PROBLEM> Your job is to return every line of the listing holding the string "TestExpressions".

LISTED ENTRIES>

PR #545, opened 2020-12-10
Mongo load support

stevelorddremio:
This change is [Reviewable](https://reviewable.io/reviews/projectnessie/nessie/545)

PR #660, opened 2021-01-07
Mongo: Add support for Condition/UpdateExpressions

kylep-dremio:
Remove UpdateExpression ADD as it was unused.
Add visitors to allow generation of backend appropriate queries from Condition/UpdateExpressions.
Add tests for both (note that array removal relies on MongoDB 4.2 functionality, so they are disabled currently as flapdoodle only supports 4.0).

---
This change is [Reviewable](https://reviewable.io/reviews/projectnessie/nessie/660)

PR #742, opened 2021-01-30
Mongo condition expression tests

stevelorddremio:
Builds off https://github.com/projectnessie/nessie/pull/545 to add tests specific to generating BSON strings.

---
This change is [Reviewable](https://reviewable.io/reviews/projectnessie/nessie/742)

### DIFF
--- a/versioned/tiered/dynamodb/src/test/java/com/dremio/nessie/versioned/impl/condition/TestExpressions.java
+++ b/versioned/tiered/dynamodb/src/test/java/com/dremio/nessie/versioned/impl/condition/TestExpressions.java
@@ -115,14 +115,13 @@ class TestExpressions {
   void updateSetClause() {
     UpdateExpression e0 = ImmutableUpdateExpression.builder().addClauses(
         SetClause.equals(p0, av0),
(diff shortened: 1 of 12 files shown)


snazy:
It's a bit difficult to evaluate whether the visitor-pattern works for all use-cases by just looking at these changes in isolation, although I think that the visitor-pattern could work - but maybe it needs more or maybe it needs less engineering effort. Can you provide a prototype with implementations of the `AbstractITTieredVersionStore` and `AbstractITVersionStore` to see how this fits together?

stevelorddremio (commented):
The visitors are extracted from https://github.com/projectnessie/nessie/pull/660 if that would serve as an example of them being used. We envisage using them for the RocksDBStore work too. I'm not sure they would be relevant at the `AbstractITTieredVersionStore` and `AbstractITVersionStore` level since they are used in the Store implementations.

...

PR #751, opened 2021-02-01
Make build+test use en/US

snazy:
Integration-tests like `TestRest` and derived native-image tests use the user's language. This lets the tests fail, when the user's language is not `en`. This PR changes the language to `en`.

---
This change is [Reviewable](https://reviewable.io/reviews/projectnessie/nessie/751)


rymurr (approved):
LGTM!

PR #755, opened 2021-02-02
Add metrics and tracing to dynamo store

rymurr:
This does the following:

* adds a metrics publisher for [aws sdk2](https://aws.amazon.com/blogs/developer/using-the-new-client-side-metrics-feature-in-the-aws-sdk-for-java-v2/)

ANSWER SPACE>
--- a/versioned/tiered/dynamodb/src/test/java/com/dremio/nessie/versioned/impl/condition/TestExpressions.java
+++ b/versioned/tiered/dynamodb/src/test/java/com/dremio/nessie/versioned/impl/condition/TestExpressions.java
@@ -115,14 +115,13 @@ class TestExpressions {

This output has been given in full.